There was something weird and
lugubrious in such a struggle. It was not a conflict of men, matched
against each other in civilized warfare. Two wild animals were
prowling, and hunting each other in the jungle. When they heard each
others' steps, they sprang and grappled. One fell, the other fell upon
him. Then the conqueror rose up and went in pursuit of other game--the
dead was lost from all eyes.
In this mournful and desolate country of the Spottsylvania Wilderness,
did the bloody campaign of 1864 begin. Here, where the very landscape
seemed dolorous; here, in blind wrestle, as at midnight, did 200,000
men, in blue and gray, clutch each other--bloodiest and weirdest of
encounters.
War had had nothing like it. Destruction of life had become a science,
and was done by the compass.
The Genius of Blood, apparently tired of the old common-place mode of
killing, had invented the "Unseen Death," in the depths of the jungle.

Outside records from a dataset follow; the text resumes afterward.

PR #11013, opened 2023-08-07
Possibility to choose between previous and next scale

pud-axelor:


axelor-base/src/main/java/com/axelor/apps/base/service/pricing/PricingComputer.java
```diff
@@ -146,7 +146,13 @@ public void apply() throws AxelorException {
     LOG.debug("Treating pricing childs of {}", this.pricing);
     for (int counter = 0; counter < MAX_ITERATION; counter++) {
 
-      Optional<Pricing> optChildPricing = getNextPricing(currentPricing);
+      Optional<Pricing> optChildPricing = Optional.empty();
+
+      if (pricing.getLinkedPricing() == null) {
```
kra-axelor, line 151: I might be wrong, but is there a infinite loop for case with boolean is switched for"previousPricing" ?
**First iteration** for this case is ok, since linkedPricing of the root will be null, so for next iteration it will fetch pricing where linkedPricing = currentPricing (so its child) and then start second iteration with it
**On second iteration**, linkedPricing will not be null (pointed to the pricing of the first iteration because it is its parent) and so nextPricing will actually be determined as its current parent, repeating then the first iteration

A possible solution would be to add a boolean in init of PricingComputer (to know wether its "previous" or "next" mode) and then depending on the value, in PricingComputer you can either call `getPreviousPricing` or `Optional.ofNullable(currentPricing.getLinkedPricing())` to get the next pricing. (You can even keep the commented code above but you will have to add condition)

axelor-base/src/main/java/com/axelor/apps/base/service/pricing/PricingComputer.java
```diff
@@ -132,10 +132,10 @@ public void apply() throws AxelorException {
     if (context == null || pricing == null || model == null || product == null) {
       throw new IllegalStateException("This instance has not been correctly initialized");
     }
-    if (pricing.getPreviousPricing() != null) {
-      throw new IllegalStateException(
-          "This method can only be called with root pricing (pricing with not previous pricing)");
-    }
+//    if (pricing.getLinkedPricing() != null) {
```
kra-axelor, line 135: Do not keep commented code

kra-axelor (changes requested):

axelor-base/src/main/java/com/axelor/apps/base/service/pricing/PricingComputer.java
pud-axelor: @kra-axelor 
so i don't think it will be infinite looping

kra-axelor: Aah yes indeed, you are right

PR #11042, opened 2023-08-11
66646 - Add axis analytic account on purchase order line

paa-axelor:


changelogs/unreleased/66646.yml
```diff
@@ -0,0 +1,3 @@
+---
+title: "PurchaseOrder / SaleOrder : Manage analytic accounts per axis"
```
aol-axelor, line 2: Was there no changelog for when sale order where concerned ? This ticket is only about purchase orders. Also please add a space before `Order`

paa-axelor: Resolved

PR #11068, opened 2023-08-23
 RM#66728 : refactor stock computeIndicators method orchestration

oma-axelor:


changelogs/unreleased/66728.yml
```diff
@@ -0,0 +1,2 @@
+title: "Stock : refactor stock computeIndicators method orchestration"
```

On the morning of May 6th, Lee and Grant had grappled, and the battle
became general along the entire line of the two armies. In these rapid
memoirs I need only outline this bitter struggle--the histories will
describe it.
Lee was aiming to get around the enemy's left, and huddle him up in the
thicket--but in this he failed.
Just as Longstreet, who had arrived and taken part in the action, was
advancing to turn the Federal flank on the Brock road, he was wounded
by one of his own men; and the movement was arrested in mid career.